Quebec’s heavyhandedness when it comes to language puzzles me — it seems to be an attitude born of paranoia and insecurity.

But I understand that it is important to preserve and protect languages. We are the poorer for having lost so many aboriginal languages, and are in danger of losing more. With 34 different languages and at least 60 dialects (depending on the definitions), B.C. is home to 60 per cent of Canada’s aboriginal languages, but many of those are spoken by only a handful of people, and some will be lost entirely when elders have passed on. Efforts to preserve Vancouver Island languages are underway, and I hope they succeed.

Language is more than words — it is so closely linked to culture and history that when we lose a language, we lose a unique perspective, another way of viewing the world, a more subtle understanding of emotions.

But I don’t think French is in imminent danger of disappearing. Change, yes; extinction, no. But language should change. If it didn’t, we wouldn’t have English, which, for all its quirks and foibles, is so rich and expressive specifically because it never hesitated to borrow from other languages.

And while I believe Quebec’s approach to language is xenophobic and undemocratic, I’m a firm believer in Canada’s bilingualism.
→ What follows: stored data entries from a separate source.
PR #749, opened 2016-10-19
Use EC2 Instance Profile if credentials are not provided

carlnordenfelt:
Refactored EC2 and S3 implementations to use AWS environment credentials (i.e. EC2 Instance Profile) if key/secret are not provided.

Note that this PR has not been tested at all. Consider this PR to currently be a placeholder for discussion :)

I recommend adding ?w=1 to the url as there was apparently some whitespace changes done by my IDE that I didn't notice before pushing. I.e: https://github.com/WPO-Foundation/webpagetest/pull/749?w=1

### DIFF
--- a/www/archive.inc
+++ b/www/archive.inc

I only wish I were better at it.

Growing up in western Canada, I heard German, Danish and Hungarian before I ever heard French. Oh, I studied the cereal boxes thoroughly, but there were few opportunities to use “flocons de maïs” and “pour ouvrir, coupez ici,” especially since I didn’t know how to pronounce them.

Initial French classes at school were taught by a teacher who had learned French during the summer. We subsequently studied under a fluently bilingual teacher, but still had no opportunities for conversation, except among ourselves.

“Regardez les beaux oiseaux,” we would say every time we saw robins or goldfinches, so it was a seasonal sort of thing.

I still try that one occasionally when hiking with my bilingual grandchildren. They are usually laughing so hard at my bad accent, they miss seeing the beautiful birds.

During a French-only tour of the Parliament buildings, I was taking a photo of magnificent stone pillars when the Québécois man beside me asked how I could get the photo when he couldn’t. His English and my French were comparable and I didn’t know enough words to explain, but since his camera was the same model as mine, I put my lens on his camera, and he happily took the photo.

His wife wasn’t sure what was going on.

“Qu’est-ce que c’est?” she kept asking.

“C’est un objectif wide-angle,” he explained.

Apparently, l’Office québécois de la langue française still has some work to do.

While both of us had obvious language limitations, it didn’t matter. Each of us had tried to communicate in the other’s language and a bridge was built. It was a pleasant encounter.

Canada is officially bilingual, but in reality, it is multilingual. That presents occasional problems and awkward moments, but overall, we’re the richer for it.